→ **THE DATA**:
-*-*-

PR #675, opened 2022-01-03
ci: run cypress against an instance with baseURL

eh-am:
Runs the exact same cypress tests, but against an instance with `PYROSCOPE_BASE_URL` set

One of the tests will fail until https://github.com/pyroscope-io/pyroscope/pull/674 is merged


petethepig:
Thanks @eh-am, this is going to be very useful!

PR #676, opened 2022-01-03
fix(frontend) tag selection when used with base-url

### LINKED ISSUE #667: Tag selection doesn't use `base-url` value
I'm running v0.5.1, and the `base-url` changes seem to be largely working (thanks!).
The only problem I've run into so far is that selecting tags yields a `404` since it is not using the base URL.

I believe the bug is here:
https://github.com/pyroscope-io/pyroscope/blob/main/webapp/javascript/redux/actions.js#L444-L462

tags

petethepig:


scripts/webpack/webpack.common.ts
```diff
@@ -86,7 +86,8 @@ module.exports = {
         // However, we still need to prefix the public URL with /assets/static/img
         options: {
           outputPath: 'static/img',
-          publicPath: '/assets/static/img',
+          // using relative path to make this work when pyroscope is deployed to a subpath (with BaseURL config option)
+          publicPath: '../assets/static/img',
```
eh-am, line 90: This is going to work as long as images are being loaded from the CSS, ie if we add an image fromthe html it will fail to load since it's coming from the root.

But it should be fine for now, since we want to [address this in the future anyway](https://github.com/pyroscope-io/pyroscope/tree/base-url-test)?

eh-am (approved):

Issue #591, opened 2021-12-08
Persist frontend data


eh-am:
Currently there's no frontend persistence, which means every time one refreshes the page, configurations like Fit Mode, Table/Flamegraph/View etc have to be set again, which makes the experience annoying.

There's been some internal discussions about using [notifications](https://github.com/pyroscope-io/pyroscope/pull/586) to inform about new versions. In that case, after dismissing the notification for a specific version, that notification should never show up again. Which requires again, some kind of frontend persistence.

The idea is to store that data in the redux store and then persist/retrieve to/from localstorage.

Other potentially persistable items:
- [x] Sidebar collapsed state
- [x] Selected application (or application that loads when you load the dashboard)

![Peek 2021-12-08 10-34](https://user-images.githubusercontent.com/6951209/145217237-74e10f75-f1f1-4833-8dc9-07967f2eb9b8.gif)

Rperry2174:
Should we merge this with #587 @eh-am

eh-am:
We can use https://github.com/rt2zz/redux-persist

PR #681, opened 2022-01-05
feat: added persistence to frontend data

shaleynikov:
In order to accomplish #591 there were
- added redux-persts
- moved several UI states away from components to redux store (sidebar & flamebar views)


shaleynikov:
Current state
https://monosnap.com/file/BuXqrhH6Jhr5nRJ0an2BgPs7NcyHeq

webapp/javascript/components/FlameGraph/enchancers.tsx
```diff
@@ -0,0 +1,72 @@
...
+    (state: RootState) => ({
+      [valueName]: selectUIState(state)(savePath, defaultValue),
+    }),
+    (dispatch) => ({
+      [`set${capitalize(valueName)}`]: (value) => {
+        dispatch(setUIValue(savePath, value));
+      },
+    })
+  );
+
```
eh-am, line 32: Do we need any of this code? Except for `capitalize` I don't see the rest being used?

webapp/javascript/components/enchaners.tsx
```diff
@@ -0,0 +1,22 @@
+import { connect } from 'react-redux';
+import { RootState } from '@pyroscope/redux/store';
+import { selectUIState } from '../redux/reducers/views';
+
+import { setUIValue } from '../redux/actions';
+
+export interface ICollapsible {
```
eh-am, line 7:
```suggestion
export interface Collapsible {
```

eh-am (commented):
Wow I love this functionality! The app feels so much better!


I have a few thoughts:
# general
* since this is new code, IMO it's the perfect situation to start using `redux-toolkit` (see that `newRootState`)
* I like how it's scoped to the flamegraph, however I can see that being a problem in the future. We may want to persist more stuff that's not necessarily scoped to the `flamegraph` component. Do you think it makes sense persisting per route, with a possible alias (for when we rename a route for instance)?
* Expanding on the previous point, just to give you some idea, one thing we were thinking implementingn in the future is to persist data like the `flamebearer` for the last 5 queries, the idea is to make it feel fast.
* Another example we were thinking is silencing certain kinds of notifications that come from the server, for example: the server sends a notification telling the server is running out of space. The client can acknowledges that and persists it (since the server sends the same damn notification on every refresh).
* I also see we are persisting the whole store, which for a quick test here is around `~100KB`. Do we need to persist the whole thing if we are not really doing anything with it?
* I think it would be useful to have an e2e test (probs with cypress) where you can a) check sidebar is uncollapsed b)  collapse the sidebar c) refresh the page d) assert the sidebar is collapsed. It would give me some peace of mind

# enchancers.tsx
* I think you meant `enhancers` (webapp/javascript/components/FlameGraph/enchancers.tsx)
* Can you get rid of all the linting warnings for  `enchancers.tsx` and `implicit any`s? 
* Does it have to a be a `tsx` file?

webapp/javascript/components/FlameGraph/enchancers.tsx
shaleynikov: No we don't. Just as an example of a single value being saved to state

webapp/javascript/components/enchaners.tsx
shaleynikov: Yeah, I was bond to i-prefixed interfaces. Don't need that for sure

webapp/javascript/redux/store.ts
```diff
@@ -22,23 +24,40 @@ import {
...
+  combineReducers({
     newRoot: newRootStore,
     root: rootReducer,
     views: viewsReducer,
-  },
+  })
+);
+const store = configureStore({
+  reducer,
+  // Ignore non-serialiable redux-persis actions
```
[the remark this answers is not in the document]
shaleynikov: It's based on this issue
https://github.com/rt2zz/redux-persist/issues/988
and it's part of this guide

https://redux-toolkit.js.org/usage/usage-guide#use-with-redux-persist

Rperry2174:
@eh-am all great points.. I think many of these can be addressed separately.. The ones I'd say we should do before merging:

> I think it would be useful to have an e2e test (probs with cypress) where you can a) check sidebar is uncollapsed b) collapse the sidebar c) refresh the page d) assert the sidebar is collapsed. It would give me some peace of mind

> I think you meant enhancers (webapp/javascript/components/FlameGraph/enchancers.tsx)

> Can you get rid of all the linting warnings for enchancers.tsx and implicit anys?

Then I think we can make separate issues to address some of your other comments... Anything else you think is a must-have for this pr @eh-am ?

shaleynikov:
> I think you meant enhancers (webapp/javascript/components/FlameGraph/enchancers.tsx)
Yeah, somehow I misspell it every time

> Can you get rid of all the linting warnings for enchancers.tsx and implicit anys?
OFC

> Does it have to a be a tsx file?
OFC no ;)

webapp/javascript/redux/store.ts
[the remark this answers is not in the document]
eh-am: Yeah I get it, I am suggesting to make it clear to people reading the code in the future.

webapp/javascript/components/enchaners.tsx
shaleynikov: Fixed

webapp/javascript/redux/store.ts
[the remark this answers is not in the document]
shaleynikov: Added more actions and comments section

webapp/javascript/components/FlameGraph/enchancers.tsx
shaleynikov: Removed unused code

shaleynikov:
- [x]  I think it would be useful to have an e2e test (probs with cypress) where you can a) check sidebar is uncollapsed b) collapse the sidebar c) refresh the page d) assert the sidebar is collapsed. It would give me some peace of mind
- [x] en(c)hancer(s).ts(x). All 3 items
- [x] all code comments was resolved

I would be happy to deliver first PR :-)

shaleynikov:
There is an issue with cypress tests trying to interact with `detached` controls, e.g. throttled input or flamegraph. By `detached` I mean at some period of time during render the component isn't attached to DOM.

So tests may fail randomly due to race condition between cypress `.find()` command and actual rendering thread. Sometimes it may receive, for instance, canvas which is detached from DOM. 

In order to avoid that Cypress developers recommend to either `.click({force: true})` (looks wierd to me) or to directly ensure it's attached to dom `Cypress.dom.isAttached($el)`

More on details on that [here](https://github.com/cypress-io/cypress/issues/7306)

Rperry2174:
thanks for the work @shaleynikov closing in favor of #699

-*-*-

→ **YOUR TASK**: Retype the whole listing exactly.

→ **RESPONSE BELOW**:
PR #675, opened 2022-01-03
ci: run cypress against an instance with baseURL

eh-am:
Runs the exact same cypress tests, but against an instance with `PYROSCOPE_BASE_URL` set

One of the tests will fail until https://github.com/pyroscope-io/pyroscope/pull/674 is merged


petethepig:
Thanks @eh-am, this is going to be very useful!

PR #676, opened 2022-01-03
fix(frontend) tag selection when used with base-url

### LINKED ISSUE #667: Tag selection doesn't use `base-url` value
I'm running v0.5.1, and the `base-url` changes seem to be largely working (thanks!).
The only problem I've run into so far is that selecting tags yields a `404` since it is not using the base URL.

I believe the bug is here:
https://github.com/pyroscope-io/pyroscope/blob/main/webapp/javascript/redux/actions.js#L444-L462

tags

petethepig:


scripts/webpack/webpack.common.ts
```diff
@@ -86,7 +86,8 @@ module.exports = {
         // However, we still need to prefix the public URL with /assets/static/img
         options: {
           outputPath: 'static/img',
-          publicPath: '/assets/static/img',
+          // using relative path to make this work when pyroscope is deployed to a subpath (with BaseURL config option)
+          publicPath: '../assets/static/img',
```
eh-am, line 90: This is going to work as long as images are being loaded from the CSS, ie if we add an image fromthe html it will fail to load since it's coming from the root.

But it should be fine for now, since we want to [address this in the future anyway](https://github.com/pyroscope-io/pyroscope/tree/base-url-test)?

eh-am (approved):

Issue #591, opened 2021-12-08
Persist frontend data


eh-am:
Currently there's no frontend persistence, which means every time one refreshes the page, configurations like Fit Mode, Table/Flamegraph/View etc have to be set again, which makes the experience annoying.

There's been some internal discussions about using [notifications](https://github.com/pyroscope-io/pyroscope/pull/586) to inform about new versions. In that case, after dismissing the notification for a specific version, that notification should never show up again. Which requires again, some kind of frontend persistence.

The idea is to store that data in the redux store and then persist/retrieve to/from localstorage.

Other potentially persistable items:
- [x] Sidebar collapsed state
- [x] Selected application (or application that loads when you load the dashboard)

![Peek 2021-12-08 10-34](https://user-images.githubusercontent.com/6951209/145217237-74e10f75-f1f1-4833-8dc9-07967f2eb9b8.gif)

Rperry2174:
Should we merge this with #587 @eh-am

eh-am:
We can use https://github.com/rt2zz/redux-persist

PR #681, opened 2022-01-05
feat: added persistence to frontend data

shaleynikov:
In order to accomplish #591 there were
- added redux-persts
- moved several UI states away from components to redux store (sidebar & flamebar views)


shaleynikov:
Current state
https://monosnap.com/file/BuXqrhH6Jhr5nRJ0an2BgPs7NcyHeq

webapp/javascript/components/FlameGraph/enchancers.tsx
```diff
@@ -0,0 +1,72 @@
...
+    (state: RootState) => ({
+      [valueName]: selectUIState(state)(savePath, defaultValue),
+    }),
+    (dispatch) => ({
+      [`set${capitalize(valueName)}`]: (value) => {
+        dispatch(setUIValue(savePath, value));
+      },
+    })
+  );
+
```
eh-am, line 32: Do we need any of this code? Except for `capitalize` I don't see the rest being used?

webapp/javascript/components/enchaners.tsx
```diff
@@ -0,0 +1,22 @@
+import { connect } from 'react-redux';
+import { RootState } from '@pyroscope/redux/store';
+import { selectUIState } from '../redux/reducers/views';
+
+import { setUIValue } from '../redux/actions';
+
+export interface ICollapsible {
```
eh-am, line 7:
```suggestion
export interface Collapsible {
```

eh-am (commented):
Wow I love this functionality! The app feels so much better!


I have a few thoughts:
# general
* since this is new code, IMO it's the perfect situation to start using `redux-toolkit` (see that `newRootState`)
* I like how it's scoped to the flamegraph, however I can see that being a problem in the future. We may want to persist more stuff that's not necessarily scoped to the `flamegraph` component. Do you think it makes sense persisting per route, with a possible alias (for when we rename a route for instance)?
* Expanding on the previous point, just to give you some idea, one thing we were thinking implementingn in the future is to persist data like the `flamebearer` for the last 5 queries, the idea is to make it feel fast.
* Another example we were thinking is silencing certain kinds of notifications that come from the server, for example: the server sends a notification telling the server is running out of space. The client can acknowledges that and persists it (since the server sends the same damn notification on every refresh).
* I also see we are persisting the whole store, which for a quick test here is around `~100KB`. Do we need to persist the whole thing if we are not really doing anything with it?
* I think it would be useful to have an e2e test (probs with cypress) where you can a) check sidebar is uncollapsed b)  collapse the sidebar c) refresh the page d) assert the sidebar is collapsed. It would give me some peace of mind

# enchancers.tsx
* I think you meant `enhancers` (webapp/javascript/components/FlameGraph/enchancers.tsx)
* Can you get rid of all the linting warnings for  `enchancers.tsx` and `implicit any`s? 
* Does it have to a be a `tsx` file?

webapp/javascript/components/FlameGraph/enchancers.tsx
shaleynikov: No we don't. Just as an example of a single value being saved to state

webapp/javascript/components/enchaners.tsx
shaleynikov: Yeah, I was bond to i-prefixed interfaces. Don't need that for sure

webapp/javascript/redux/store.ts
```diff
@@ -22,23 +24,40 @@ import {
...
+  combineReducers({
     newRoot: newRootStore,
     root: rootReducer,
     views: viewsReducer,
-  },
+  })
+);
+const store = configureStore({
+  reducer,
+  // Ignore non-serialiable redux-persis actions
```
[the remark this answers is not in the document]
shaleynikov: It's based on this issue
https://github.com/rt2zz/redux-persist/issues/988
and it's part of this guide

https://redux-toolkit.js.org/usage/usage-guide#use-with-redux-persist

Rperry2174:
@eh-am all great points.. I think many of these can be addressed separately.. The ones I'd say we should do before merging:

> I think it would be useful to have an e2e test (probs with cypress) where you can a) check sidebar is uncollapsed b) collapse the sidebar c) refresh the page d) assert the sidebar is collapsed. It would give me some peace of mind

> I think you meant enhancers (webapp/javascript/components/FlameGraph/enchancers.tsx)

> Can you get rid of all the linting warnings for enchancers.tsx and implicit anys?

Then I think we can make separate issues to address some of your other comments... Anything else you think is a must-have for this pr @eh-am ?

shaleynikov:
> I think you meant enhancers (webapp/javascript/components/FlameGraph/enchancers.tsx)
Yeah, somehow I misspell it every time

> Can you get rid of all the linting warnings for enchancers.tsx and implicit anys?
OFC

> Does it have to a be a tsx file?
OFC no ;)

webapp/javascript/redux/store.ts
[the remark this answers is not in the document]
eh-am: Yeah I get it, I am suggesting to make it clear to people reading the code in the future.

webapp/javascript/components/enchaners.tsx
shaleynikov: Fixed

webapp/javascript/redux/store.ts
[the remark this answers is not in the document]
shaleynikov: Added more actions and comments section

webapp/javascript/components/FlameGraph/enchancers.tsx
shaleynikov: Removed unused code

shaleynikov:
- [x]  I think it would be useful to have an e2e test (probs with cypress) where you can a) check sidebar is uncollapsed b) collapse the sidebar c) refresh the page d) assert the sidebar is collapsed. It would give me some peace of mind
- [x] en(c)hancer(s).ts(x). All 3 items
- [x] all code comments was resolved

I would be happy to deliver first PR :-)

shaleynikov:
There is an issue with cypress tests trying to interact with `detached` controls, e.g. throttled input or flamegraph. By `detached` I mean at some period of time during render the component isn't attached to DOM.

So tests may fail randomly due to race condition between cypress `.find()` command and actual rendering thread. Sometimes it may receive, for instance, canvas which is detached from DOM. 

In order to avoid that Cypress developers recommend to either `.click({force: true})` (looks wierd to me) or to directly ensure it's attached to dom `Cypress.dom.isAttached($el)`

More on details on that [here](https://github.com/cypress-io/cypress/issues/7306)

Rperry2174:
thanks for the work @shaleynikov closing in favor of #699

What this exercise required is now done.